La UIL Pensionati Campania propone un piano per uno sviluppo regionale equo, puntando su lavoro dignitoso, riforme fiscali e potenziamento dei servizi per i cittadini più vulnerabili.
Priorità per un futuro equo in Campania
La regione Campania mostra segnali di crescita economica. L'occupazione aumenta più della media nazionale. La disoccupazione, invece, diminuisce. Questi dati positivi emergono dalle analisi della Banca d'Italia. Tuttavia, permangono criticità strutturali profonde nel tessuto economico e sociale.
I cittadini percepiscono un potere d'acquisto limitato. I salari spesso non garantiscono una vita dignitosa. I servizi pubblici soffrono per anni di riforme mancate. Il segretario regionale della UIL Pensionati Campania, Biagio Ciccone, ha analizzato la situazione. Ha evidenziato le priorità per un sistema di welfare realmente inclusivo.
Il sindacato propone strategie concrete. Si parla della gestione delle risorse straordinarie del PNRR. Si sottolinea la necessità di una riforma fiscale regionale. L'obiettivo è sostenere i redditi più bassi. L'intento è trasformare la crescita attuale in uno sviluppo stabile e duraturo.
Lavoro dignitoso e sostegno ai pensionati
Biagio Ciccone ha confermato gli aspetti positivi rilevati dalla Banca d'Italia. La crescita regionale e l'aumento dell'occupazione sono innegabili. Tuttavia, la crescita ha beneficiato principalmente i neo-occupati. Questi si concentrano nel settore dei servizi. Le retribuzioni percepite non sono sempre adeguate.
Si avverte una crescente preoccupazione per la durata e la conservazione di questa crescita. Recentemente, con la Delibera di Giunta Regionale n. 303 del 18/06/2026, è stato approvato un piano. Si tratta del "Piano straordinario per il rafforzamento del capitale umano e dell'occupabilità". Questo piano definisce un quadro unitario per gli interventi regionali sull'occupazione.

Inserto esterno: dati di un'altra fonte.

PR #249, opened 2025-02-04
update psl list to latest version

lkounadis:


eli-schwartz:
I'm not sure what Tim's schedule for updating the PSL data is, but probably worth noting that it updates rather often and libpsl supports using your own copy of the file as a build option to `./configure` or `meson setup`. You can also configure it to load a separately distributed file possibly packaged e.g. as a Linux distro package to /user/share/psl-list.dat or whatever.

This is maybe a bit more convenient than regularly updating the submodule? YMMV...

Promuove un'architettura integrata. Servizi per il lavoro, formazione e imprese diventano componenti interdipendenti. Il rischio, se non si affrontano questi problemi strutturali, è una crescita che non assicura prosperità alle nuove generazioni. Il segretario generale ha poi posto l'accento sulla difficile condizione degli anziani in Campania.
Riforma fiscale e servizi per i più fragili
Oltre 418mila pensionati campani vivono con meno di 15mila euro lordi annui. Molti si collocano nella fascia medio-bassa di reddito. Non superano i 29mila euro annui. Nonostante ciò, i pensionati contribuiscono significativamente alle entrate regionali. Versano circa 478 milioni di euro tramite l'addizionale IRPEF.
Per questo motivo, il sindacato ritiene fondamentale avviare una riflessione sulla fiscalità regionale. Si devono valutare misure di sostegno al reddito. Per le fasce più fragili, si potrebbe arrivare all'azzeramento dell'addizionale regionale. Questo garantirebbe un sollievo economico concreto.
Parallelamente, è necessario rivedere le priorità di bilancio. Bisogna investire nei servizi sociosanitari. Fondamentale è il sostegno alla non autosufficienza. Importanti anche le politiche per l'invecchiamento attivo. L'obiettivo è assicurare che le risorse disponibili producano benefici tangibili e duraturi per tutti i cittadini.